* Task brief *
Repeat, please, only the lines from the top of the data down to the line with "logic (currently up"; include both of those lines.

-*-

PR #167, opened 2018-08-02
Add LRU of inode.inFlightLogSegmentStruct's

edmc-ss:
This will be used to re-implement the enforcement of the MaxFlushTime
logic (currently up in fs) as well as a new "lighter-weight" mini-flush
mechanism (triggered by the MaxFlushTime expiration as well as the
ChunkedPutContext quota exhaustion/starvation upcall).


inode/file_flusher.go
```diff
@@ -346,30 +443,58 @@ func (vS *volumeStruct) doFileInodeDataFlush(fileInode *inMemoryInodeStruct) (er
...
-		inFlightLogSegment.fileInode.Unlock()
+		openLogSegmentLRURemove(inFlightLogSegment)
+
+		// And we are done
 		inFlightLogSegment.fileInode.Done()
+	}
+}
+
+func chunkedPutConnectionPoolStarvationCallback() {
+	var (
```
bschatz-swift: This is only going to flush 1 inode at a time.   Do we want it to flush multiple inodes until we get below a certain limit or am I missing something?

charmster:
Please do not close this as complete with these changes.  These fixes are probably an improvement over the current code, but are not good enough for a production release.

(these comments are not complete.  i hope to write a more extensive commentary tomorrow.  meanwhile:)

1) the `(*ChunkedPutContext) Active() (bool)` should will provide inconsistent results and should not be used.  there are two problems here:
1.1) the "ChunkedPutContext" active state is not what you think it is.  it distinguishes between requests that have an outstanding `PUT` operation to the Swift storage and operations that are in the middle or a retry.  when the first attempt fails, the `active` state changes to `false` until we initiate a retry, at which point it becomes true.  you are using this state up in the inode layer in way that is not, _i think_, consistent with the usage in the swiftclient layer.
1.2) the "ChunkedPutContext" active state is (or should be) private to the swiftclient layer.  if higher level layers, like _inode_, want to know if a log segment is  _active_ they should implement their own mechanism that is consistent with the usage within that layer.

2) i don't see any mechanism that flushes "idle" chunked put connections.  we already know that the noauth proxy server will fail PUT connections that are idle for some amount of time, and that amount of time is, _apparently_, less then flush timeout.  we need a daemon that Close()s idle connections before the Swift timeout for PUT operations (whatever that delay might be, but 10 sec seems reasonable to me).

3) even after point 2) is taken into account, and we have a mechanism to flush PUT request that have been completely idle for N seconds, we also ned mechanism that Close()s PUT connections that have been open for more than R seconds (where N may not be the same as R).  closing PUT connections _after_ we have run out of them, so the requestor that wants a new PUT connection must block, is far too late and inappropriate.  we should be flushing proactively.

4) i have some other, more picayune, criticisms that i will try to write down.

inode/file_flusher.go
edmc-ss: Given the synchronous nature of the call... I see no real benefit in holding up the allocation any longer than necessary. There is no longer any so-called "starvationMode" we transition in and out of that might be expensive in some respects... so I deleted the concept of looping. One less thing to have difficulty tuning, right?

edmc-ss:
The meaning of chunkedPutContextStruct.active (what swiftclient.Active() reports) was strictly a "did we order these things correctly" aid - I hope we never actually call it :-)

What chunkedPutContextStruct.active is *supposed* to mean is, if true, we've started the Chunked PUT... and are able to now send a chunk. If one were to Close() the context... we have now sent the zero-length chunk telling Swift the PUT data is complete... please respond. At this point, we cannot send another chunk.

So it's merely a correctness check. If clients (and our retry logic) are coded correctly, the test should never surprise us, right :-).

edmc-ss:
The MaxFlushTime check is actually up in package fs (where it was before I moved the open chunked PUT connection LRU/flusher part of it). In fs, the MaxFlushTime is enforced across *all* chunkedPutContext's associated with the FileInode... not just one.

To see that in action, please have a look at the inFlightFileInodeDataStruct definition in fs/config.go. These are on the globals.inFlightFileInodeDataList... monitored by inFlightFileInodeDataTracker() (fs/api_internal.go). The logic is a bit convoluted to handle the various conditions under which we would want to flush (admittedly now simpler since the starvationCallback() is now down in inode... so perhaps this could be simplified) - but I do believe the MaxFlushTime is enforced effectively. Were it not, we'd now starve Chunked PUT Contexts and never come out of it with the way this PR/branch now does things (and before it for that matter).

edmc-ss:
I think I've address @charmster 's Points 1 & 2... not sure what 3 is asking...
Eagerly awaiting more details on 4 :-)

edmc-ss:
Ah - I think I get 3... if we were to create a chunked PUT connection but not send anything to it, I guess that we would have a problem if we only timed out cases where we'd actually sent data to it. Turns out we don't have that fine a logic. Indeed, the way it works today, we could have a 10 second timer running even though all data has been flushed and there are no active chunked PUT connections.

This works this way because, at the fs layer, he tracks FileInodes that may possibly have one or more chunked PUT connections (and in memory "dirty" metadata as well)... but it doesn't really know that it does. For instance, if I have a MaxFlushSize of 1MB... and do an fs.Write() to a previously unwritten-to FileInode with a 1MB buffer, inode layer will Fetch a chunked PUT context, send the 1MB to it, and immediately notice that "hey, I just hit MaxFlushSize" and launch a goroutine to Close() it. When inode returns to fs.Write(), it may be the case the Close() has, in fact, already completed... in which case fs continues to track it (as needing a MaxFlushTime-limited Flush) even though it doesn't.

Hope this addresses @charmster's (3).

Meanwhile, I had to look up "picayune" :-)

inode/file_flusher.go
bschatz-swift: Makes sense

edmc-ss:
So the way optional/variadic args work in Go is that the last arg can be a slice of a single type... hence the length of the slice is how many you supply. Sure enough you can supply an empty slice (len == 0), but if you don't supply the optional/variadic arg at all, you are actually passing nil. Hence, the nested comparison first against nil and then against a length of 1 (since we only allow a single optional VolumeName argument.

Does this make sense? I suppose another variant would be to remove the variadic nature of the argument and make it a singular string... and tell all callers not wanting to use the lone connection reserved for the volume to pass either nil or "". But this was the easiest way to make the change without such a global change :-).

swiftclient/api.go
```diff
@@ -109,8 +127,8 @@ func ObjectDelete(accountName string, containerName string, objectName string, o
 }
 
 // ObjectFetchChunkedPutContext provisions a context to use for an HTTP PUT using "chunked" Transfer-Encoding on the named Swift Object.
-func ObjectFetchChunkedPutContext(accountName string, containerName string, objectName string) (chunkedPutContext ChunkedPutContext, err error) {
-	return objectFetchChunkedPutContextWithRetry(accountName, containerName, objectName)
+func ObjectFetchChunkedPutContext(accountName string, containerName string, objectName string, useReserveForVolumeName ...string) (chunkedPutContext ChunkedPutContext, err error) {
+	return objectFetchChunkedPutContextWithRetry(accountName, containerName, objectName, useReserveForVolumeName...)
 }
```
charmster: There's no good reason to make this a variadic function.  If we need to add a "volume name" parameter then just add an additional paramater and be done with it.

ObjectFetchChunkedPutContext() is only called in 19 places.  Updating the 18 of them not currently affected to add ", nil" to the end of the function call would take less time then we're probably going to spend arguing about this, particularly since the compiler will flag any places we missed.

Assuming we go forward with this change, I'd be happy to go through and add the nil argument to the other 18 places and strip out code for the variadic arguments.

charmster (changes requested):
I've been thinking about this a lot and _I'm not sure that we should do anything to address the "starvation issue"_ and I'm quite sure that we shouldn't make the elaborate and complicated set of changes suggested here.

I think that, at most, we should do something to Close idle chunked put connections faster (perhaps after they are idle for 1 sec), and perhaps reduce that delay a bit (to 100 msec?) if we run out of chunked put connections.  _Doing anything more aggressive is probably going to lead to thrashing_, where we actually hurt our throughput and probably hurt the _average_ latency as well.

The reason is simple: if we're actually out of chunked put connections (i think the pool size is 1024 on sm-p1) then that means (or should mean) that there are more than 1024 files actively being written to.  If the connections are _not idle_ then closing them in between writes means creating more objects and paying the object create time/object close time penalty more often.  Its pretty easy to see if that if there are 1024 connections and 2048 active writes, aggressively closing the connections will probably result in ~1 write per object, and a hell of lot of time spent creating and closing objects, which is time not spent writing actual data.

-=-=-=-=-=-=-=-=-=-=-=-=-=-=-=-=-=-=-=-=-=-=-=-=-=-=-=-=-=-=-=-=-=-=-

But before arguing about that, I'd like to take two steps back and consider how we got to this solution ...

I believe we were running tests on sm-p1 and saw a hang where all 1024 chunked put connections were in use and headhunter go routine that were trying to do a checkpoint and stuck because they couldn't get a chunked put connection.  It looked like a deadlock (and it may have been an actual deadlock; I'm not sure).

So we added a "starvation callback" routine that the swiftclient code could call if it ran out of chunked put connections.  The starvataion callback routine was supposed to free up some chunked put connections so we could make progress.

Unfortunately, the first attempt at writing a starvation callback routine didn't work out; it became obvious that the starvation callback was involved in a deadlock since it tried to acquire the _inode lock_ and other code acquired the _inode lock_ and then tried to get a chunked put connection (since chunked put connections come from a limited pool it is effectively a lock).  Its at this point that this Pull Request and an alternate Pull Request that i wrote diverge.

But (taking the same metaphorical step back), we still haven't figured out why "starvation" occurred in the first place.  There is a mechanism at the fs layer that is supposed to Close chunked put connections after 10 sec (regardless of whether they are idle or not).  If that worked as expected we would never see a hang.  At most we would see a number of go routines waiting to get a chunked put connection, but those routines would get one after some number of seconds and continue to make progress (the number of seconds would depend on how heavily over-subscribed the chunked put connection pool is).  Note: in order to get into this situation, we would need to have more than 1,000 simultaneous write requests (plus some slop for checkpoints that are in progress), which none of our tests do.

So, I suspect we have a yet undiagnosed deadlock in the fs layer file flushing.

-=-=-=-=-=-=-=-=-=-=-=-=-=-=-=-=-=-=-=-=-=-=-=-=-=-=-=-=-=-=-=-=-=-=-

Getting back to this PR, there's a bunch of changes that I think needlessly complicate the code.  Code complexity makes code less reliable and harder to maintain, and is therefore to be avoided.  I think we want the minimum amount of code sufficient to solve the problem.

I also suspect that the code in this Pull Request still contains a deadlock.  The fact that we haven't hit a deadlock in testing doesn't mean it doesn't exist, it just means we haven't hit it.  The fact that I can't spell out exactly how the deadlock would occur also doesn't mean it doesn't exist.

If the code were slightly different, I can point to one potential deadlock:

_This code allows an unlimited number of chunked put connections to be used for checkpoints_ (ignoring any limit on the number of chunked put connections).  _If that were not the case_, the following deadlock probably exists:

o Assume the inode starvation callback function, `inode.chunkedPutConnectionPoolStarvationCallback()` is called because we are out of connections.  It will call inode.inFlightLogSegmentFlusher(), which will get the lock on the inode.

o Assume the inode lock is held by another goroutine, which is calling inode.flushInode(), which is trying to serialize the inode into the inode tree.  It attempts to get the headhunter lock (volume lock) and is blocked on it.

o Assume the headhunter lock is held by a goroutine trying to do a checkpoint.  That routine needs a new chunked put conn
ection, so it calls into `swiftclient.ObjectFetchChunkedPutContext()` to get one, which calls `swiftclient.acquireChunkedConnection()`.

o Assume that the `swiftclient.acquireChunkedConnection()` actually obeyed the limits on the number of connections and invoked the starvation callback routine.  Then we would have deadlock.

Alternatively, if the code reserved a single connection per volume then it could wait for that connection to become available and make progress, at the cost of additional synchronization between `swiftclient.acquireChunkedConnection()` and `swiftclient.releaseChunkedConnection()`.  For that matter, acquireChunkedConnetion() shouldbe able to wait for _any_ connection to become available, _which should happen regardless of whether the starvation callback is invoked_ and we would make progress.

-=-=-=-=-=-=-=-=-=-=-=-=-=-=-=-=-=-=-=-=-=-=-=-=-=-=-=-=-=-=-=-=-=-=-

I can see a couple _potential_ problems in `swiftclient.acquireChunkedConnection()`/`swiftclient.releaseChunkedConnection()` around the reserved connections for volume checkpoints.

the first is that is that if a checkpoint uses more than one chunked put connection concurrently, we will _leak_ the additional connections when they are released.  that's because swiftclient.releaseChunkedConnection() simply overwrites the slot for the volume's "reserved" connection:
```
                if keepAlive &&
                        (connection.connectionNonce == globals.connectionNonce) {
                        // Re-insert connection in globals.reservedChunkedConnection map

                        globals.reservedChunkedConnectionMutex.Lock()
                        globals.reservedChunkedConnection[connection.reserveForVolumeName] = connection
                        globals.reservedChunkedConnectionMutex.Unlock()
                }
```
Now, that's not a problem with the current implementation of headhunter checkpoints, but it will lead to subtle bug if and when we improve the concurrency.  Its quite a brittle interface between two completely separate pacakges.

Similarly, the reserved connection for a volume, once opened, is never closed.  Not only are we exceeding the "maximum" number of chunked put connections, there's not mechinism to get us down below this maximum.

We really shouldn't need these reserved connections in the first place (except for the problems with locking hierarchy introduced by `inode.chunkedPutConnectionPoolStarvationCallback()`) so let's just fix that and not introduce this complexity.
 -=-=-=-=-=-=-=-=-=-=-=-=-=-=-=-=-=-=-=-=-=-=-=-=-=-=-=-=-=-=-=-=-=-=-

I have a similar complaint with `swiftclient.acquireChunkedConnection()`/`swiftclient.releaseChunkedConnection()`.  The synchronization is just too complicated.  There are a lot of gyrations to try and insure "fairness" in handing out chunked put connections (so the longest waiting caller gets the next connection).  We don't try fairness anywhere else in ProxyFS so I'm not sure why we're doing it here.

The additional complexity makes it harder to analyze whether the synchronization between the two routines is correct.  A synchronization mechanism that doesn't insure fairness is sufficient.

-=-=-=-=-=-=-=-=-=-=-=-=-=-=-=-=-=-=-=-=-=-=-=-=-=-=-=-=-=-=-=-=-=-=-

To summarize, I think we might be barking up the wrong tree here.

If the starvation callback mechanism is here to avoid deadlock then we're in deep trouble, particularly because it will only be triggered after we've accumulated enough outstanding requests to use up all available connections ... which may never happen in a hang!

If its a performance improvement (as I think it is) then it should be less aggresssive about closing potentially active connections.

Regardless, the changes should be as simple as possible to accomplish their goal.

swiftclient/api.go
edmc-ss: Happy to make this change to remove the need for the variadic... it'll also make the comparison for the option's existence more clear. @bschatz-swift earlier made a comment about "why are you taking the length of the arg?" before... not very intuitive to be sure. But, then, variadics in positional argument lists have always been, uh, a hack imho :-).

edmc-ss:
I'm going to try and break up responses/action-items coming out of @charmster's list of comments... thanks, again, for the excellent review.

First off, I want to explain the FileInode Mutex's purpose. Back in the dawn of time... or, rather, the first version of package inode, we had a write throughput problem. One cause was determined to be that a given FileInode would fill up one 10MB LogSegment... then block while the Close() finished on that one... then start a new chunked PUT. This meant that the unlucky write that caused the Close() had to wait for it. @balajisrao did some modeling/experimentation of just what this was costing us... and it was deemed to be significant but certainly not responsible for the bulk of the slow write performance. Nevertheless, we set out to make the Close() happen in the background.

At this point, I should point out that we never actually succeeded at that! Unbeknownst to all of us, the logic to Close() off the LogSegment just filled in the background likely blocked the very next Write() call. We were only very marginally better than the prior situation where the last Write() to the LogSegment being Close()'d had to block until the Close() completed. But, hey, it wasn't thought to be the bulk of the bottleneck, so I guess we could be forgiven for not noticing that sooner.

The fix for this is in the PR... and basically says "hey, don't hold the FileInode Mutex while you are Close()-ing dummy! With this change, and the preexisting logic to handle any number of such being-Close()'d LogSegments, we are good.

This is why I was so un-supportive of trying to avoid obtaining the FileInode Mutex when checking for an existing "open" LogSegment... being as how that was the entire purpose of the FileInode Mutex in the first place. It was just implemented poorly. With the current corrections to: 1) Not hold the FileInode Mutex while "opening" a chunked Put context, and 2) Not holding the FileInode Mutex while (in the background) awaiting the Close() completion, we finally have implemented what I believe we set out to do so long ago. Indeed, with this proper implementation, it is literally no worse than the alternative proposed in the adjacent PR in that, surely, an identical Mutex needed to be grabbed while accessing the shared map[InodeNumber]*openPutContext... indeed, the shared map approach requires a much more global Mutex... not just one confined to the particular FileInode in question imho. So I much prefer this PR's approach for that reason alone.

edmc-ss:
I am really interested in understanding better the 100ms (or even smaller) LogSegment Close() timeout proposed by @charmster. It's an interesting thought. With the current MaxFlushTime (e.g. 10s), we are only really talking about "how far behind can the file system's metadata be for this FileInode being written to". That need not be the same as for the time we keep a LogSegment chunked PUT "open". Indeed, if the config sets MaxFlushTime > 60 seconds, this will likely cause 503 timeouts from the NoAuth Swift Proxy wondering why ProxyFS is taking so long to finish its chunked PUT :-).

In the very near term, we should update ProxyFS configurators to limit MaxFlushTime to much less than that 60 second timeout to avoid these 503s.

I propose we table that for the purposes of this PR and defer it to a later time.

edmc-ss:
Re deadlock hangs... I concur with @charmster that the starvation callback is really not "required" to avoid them... indeed, we didn't used to have them.

What was, however, sometimes causing the deadlock is actually known. We had a situation where MaxFlushTime (or the starvation callback in an earlier version of this PR) was attempting to complete a Flush() to "make room" for other users of the chunked PUT pool... when a checkpoint occurred. At that point, the checkpoint needs to get its own chunked PUT context... and it does so while holding the Volume Lock for headhunter. What this meant was that any metadata operation (including Flush()) might just be blocked attempting to perform said Flush(). It is, however, unclear why the Flush() code path would attempt to perform the headhunter updates before releasing the chunked PUT contexts.

This is why recognition that there is a justification - however avoidable in proper Flush() logic - for a reserved chunked PUT context allotment for the checkpoint operation. As luck would have it, we need only one (per Volume of course)... as, unlike for FileInode's, the checkpoint logic makes no attempt to "background" the waiting for the Close() completion before opening a fresh chunked PUT context. While such an optimization may help lower the checkpoint latency, that is not the current goal of this PR imho. And, recognizing that a checkpoint will include a "flush" of the checkpoint object(s) anyway... and noting that it is extremely unlikely that a checkpoint will require any more than a single such LogSegment... I think it very safe to live with this limitation.

Now back to the reason for the starvation callback... Some may recall that we ran a test where a bunch of files were written to in quick succession. No Flush()'s were invoked on any of these FileInodes because they were coming via SMB and, despite the client doing a Close(), a decision was made some time ago to not trigger a Flush() at the time of the Close(). And, as the current inode API has no notion of Close() itself, there really was no indication that we could go ahead and close the openLogSegments for these no-longer-being-accessed files.

So what would happen with this logic was if the connection pool was 1024, and the time to write to the first 1024 files in the sequence was short, when we get the first Write() to the 1025'd file, it'd have to wait for the 1st FileInode's 10 second MaxFlushTime to expire. Hence, it was deemed that this would be a good time to force the Flush(). And, indeed, the "upcall" was made (though not then called "starvationCallback") to trigger the Flush(). As a full Flush() involves updating metadata for a FileInode (other than just for the aforementioned chunked PUT contexts), it was necessary to obtain the DLM lock to ensure no fs client was attempting simultaneous access to the FileInode. Finally, at the time, package dlm was "above" package inode... so that meant the "upcall" needed to go all the way up to package fs... where it could obtain the DLM before basically making it look like a client called Close() in the FileInode.

It should be noted that subsequently package dlm was moved BELOW package inode... so the upcall need not go all the way up. And, indeed, the first version of this PR did just that... moving the upcall to target a func in package inode where the DLM was still obtainable.

Then along came an excellent observation by @charmster that we need not do a "full" FileInode Flush() at the time of Close()'ing a FileInode's chunked PUT context. Indeed, as previously described, we already had the FileInode Mutex there in the inode data structure just to enable us to Close() chunked PUT contexts "in the background" WITHOUT needing a Flush() call.

This PR makes exactly that change.

I hope this clears up the need for the starvationCallback()... and the correction to prior implementations of the range of code holding the FileInode Mutex.

I personally must admit to getting lazy and making use of "defer" to ensure all exits from a func that said "fileInode.Lock()" would have a corresponding "fileInode.Unlock()" at func exit. As should be obvious now, this was much too gross a code interval in which to hold the FileInode Mutex.

edmc-ss:
> I also suspect that the code in this Pull Request still contains a deadlock. The fact that we haven't hit a deadlock in testing doesn't mean it doesn't exist, it just means we haven't hit it. The fact that I can't spell out exactly how the deadlock would occur also doesn't mean it doesn't exist.

That's kind of a hard comment to respond to... :-)

That being said, I really like the specific example @charmster cited as a potential problem. But lets look at that sequence carefully. Indeed, there is logic in the "flusher" logic which deals with precisely this scenario. As you get into the "flusher", it checks if the openLogSegment field still references the chunked PUT context that it is being asked to Close(). Indeed, it is precisely the FileInode's openLogSegment field that indicates whether it still needs a Close()... so the test is trivial... And the only logic needed to prevent two contexts from doing the same test and both thinking "yes, I need to Close() it" is that very FileInode Mutex around the "test and set" of this openLogSegment field. Both starvationCallback() and the Flush() path ultimately call this very same "flusher".

I hope this verbally addresses at least this specific fear of a deadlock in this PR's current state.

But beyond that, to attempt to get back to the original charge "The fact that we haven't hit a deadlock in testing doesn't mean it doesn't exist,"... I'm currently in the process of amending this PR (possibly staged in a subsequent PR) to dramatically increase the automated "go test" func's in both fs and inode to hopefully give us much more confidence that deadlock risk has been addressed.

swiftclient/api.go
```diff
@@ -109,8 +127,8 @@ func ObjectDelete(accountName string, containerName string, objectName string, o
...
 
 // ObjectFetchChunkedPutContext provisions a context to use for an HTTP PUT using "chunked" Transfer-Encoding on the named Swift Object.
-func ObjectFetchChunkedPutContext(accountName string, containerName string, objectName string) (chunkedPutContext ChunkedPutContext, err error) {
-	return objectFetchChunkedPutContextWithRetry(accountName, containerName, objectName)
+func ObjectFetchChunkedPutContext(accountName string, containerName string, objectName string, useReserveForVolumeName ...string) (chunkedPutContext ChunkedPutContext, err error) {
```
edmc-ss: I've eliminated the need for the variadic... now requiring a single string useReserveForVolumeName argument... set to "" if not wanting to utilize the lone reserved conn.

charmster:
Let's see, there's a lot of comments to address ... i think i'll write a comment per comment.  from the Aug 13, 2018 10:17 pm comment:

the gyrations between chunked put connection context and the file `fileInode.Lock()` in this PR just strike me as bass-ackwards.  while the "fileInode.Lock()" lock is not held during the call to `swiftclient.ObjectFetchChunkedPutContext()`, it is held during the call to `swiftclient.SendChunk()` (which is fine), but its acquired during the starvation callback to close a chunked put connection.  i don't see an obvious bug there, but the layering feels unnatural and, therefore, suspect.

as i noted elsewhere, this PR puts chunked put connections above inode.Lock() in the locking heirarchy, wheras the "alternate PR" does not. (both approaches put chunked put connections above the inode's global.Lock() in the locking heirarchy, but that is less worrisome to me because we don't manipulate a chunked put context while holding `globals.Lock()`).

both approaches use `fileInode.Lock()` to protect the inode's `inFlightLogSegmentMap`, and both avoid holding the lock when doing a "background" flush of a full log segment.  (though the real key to that fix is to call `swiftclient.Close()` in a go routine rather then inline.)

this comment also criticizes my "alternate PR" because "the shared map approach requires a much more global Mutex... not just one confined to the particular FileInode in question imho. So I much prefer this PR's approach for that reason alone."

this is a bit misguided since this PR _introduced_ the acquisition of a global lock (globals.Lock()` in package inode) for each call to `doSendChunk()`, by the call to `openLogSegmentLRUTouch()` in the common case and `openLogSegmentLRUInsert()` in the uncommon case.

the changes I suggested in the "alternate PR" use the same lock for pretty much the same purpose, but require getting and releasing the lock _twice_ per call to `doSendChunk()` rather than _once_ per call in this PR.  i doubt that's a measurable performance issue, but if it were we could certainly change the inode code to avoid _any_ acquisition of the global lock in the common case (for either approach).

if it really is an issue we should also look at the usage of `globals.Lock()` in package fs, which is acquired for every `Write()` operation on the file by the call to `trackInFlightFileInodeData(), where it is acquired once for every call to `doSendChunk()`.  i imagine that optimizations useful in package inode would also work there.

charmster:
from the comment of Aug 13th at 10:40 pm ...

before this set of changes there was a real deadlock between the "chunked put context lock" (holding a chunked put context) and the fileInode.Lock(), since we held the fileInode.Lock() while trying to get the "chunked put context" lock and we tried to acquire the fileInode.Lock() if we ran out of chunked put context's (if an attempt to lock the "chunked put contenxt lock" would fail).  the fact that the fileInode.Lock() we tried to acquire was not the same inode as the one calling `swiftclient.ObjectFetchChunkedPutContextCnt()` didn't mean this could not be a deadlock.

but that deadlock has been fixed by this PR (and the "alternate PR").

there's a second deadlock, which @edmc-ss  describes in the comment referenced above.  up in the fs layer the code tracks "inflight log segments" and flushes them after 10 sec (unless something happens to trigger a flush earlier, like a call to `fs.Flush()`.  the flush occurs in `fs.inFlightFileInodeDataFlusher()` (or `fs.(*volumeStruct)inFlightFileInodeDataFlusher()` if you want to be pedantic).  that code gets the DLM lock for the inode, then calls down into the inode layer to `Close()` the current chunked put context associated with the file and wait for that and any others to finish flushing.

therefore release of the chunked put context via the in-flight file flusher mechanism first requires the DLM lock be acquired before the log segment can be released.  the DLM lock for that inode could be held by some other go routine which might be blocked trying to acquire just about any other lock in ProxyFS -- _because the DLM on an inode is, and remains, at the top of the locking heirarchy_.  in particular, that goroutine may try to acquire the headhunter lock (volume lock) to _fetch or update some metdata to headhunter_, for example in `fs.flushInodes()`.

if a checkpoint is in progress then the headhunter lock will be held by whatever goroutine is performing the checkpoint and that go routine, in turn, will nedd to acquire a chunked put context.  if all of the chunked put context's are in use then it will block waiting for one to become available.  if _all_ of the chunked put contexts are associated with inflight log segments and _all_ of those inodes have their DLM locks held by and are waiting for `fs.flushInodes()`, then we are truly deadlocked.

the strange thing is, in the sm-p1 case with 1024 connections in the pool, it would require 1024 inodes to have "open log segments" (which could happen) and all 1024 of those inodes would need to have operations in progress that hold the DLM lock while attempting to flush metadata to headhunter.  if just one of them was idle, the 10 sec should fire, flush the inode, release the chunked put segment, and progress would continue.  its hard to believe that happened with the kind of test workloads we're using!

regardless, the deadlock described just above is real.  fortunately, the other changes made in this PR (or the changes in the "alternate PR") fix the problem by allowing chunked put contexts to be `Close()` without having to get the DLM lock.

therefore, _there is no need for the changes in this PR to "reserve" one chunked put connection for each volume to avoid deadlock because this PR already fixes that deadlock_.

charmster:
and the comment of Aug 13, 2018 10:47 pm ...

@edmc-ss comments reference a description i wrote of a deadlock in the code that would exist if the code did not have a "reserved" chunked connection for headhunter flushes.  that description is wrong because it assumes that the `fileInode.Lock()` is held when getting the headhunter lock, which would occur if, say, the `fileInode.Lock()` were held when `inode.flushInodes()` is called *and* we didn't have a reserved chunked put connection for headhunter.  but fileInode.Lock() is not held in that case.

the DLM lock for an inode *is* held in analogous situation described in my comment of Aug 15, 2018 3:18 pm, and that would be a deadlock if it were not for the starvation callback mechanism in this PR (and the "alternate PR") *or* if it were not for the "reserved chunk connection" in this PR.

one problem with writing _clever code_ is that if it takes, say, 2 hours to write some code with fancy synchronization or locking, it will take me 4, 8, or 40 hours to really analyze to know whether there's a bug that causes deadlock or not.  its just hard.  and its also not fun.

over the years i've developed a coding philosophy when it comes to synchronization of having a small number of simple rules and following them scrupulously.  for example: define a locking hierarchy and being sure to follow it everywhere, without exceptions. using a lock to protect shared data structures and being sure to get it every time (even if there's some clever reason why it shouldn't be necessary).  etc.

i've also developed a certain intuition about code that may contain races, deadlocks, or data structure corruption.  my intuition is generally (but not always) correct.

some of the clever synchronization makes me nervous.  i'm not saying its wrong, but i'm not confident that its right.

-*-

* Response below *
PR #167, opened 2018-08-02
Add LRU of inode.inFlightLogSegmentStruct's

edmc-ss:
This will be used to re-implement the enforcement of the MaxFlushTime
logic (currently up in fs) as well as a new "lighter-weight" mini-flush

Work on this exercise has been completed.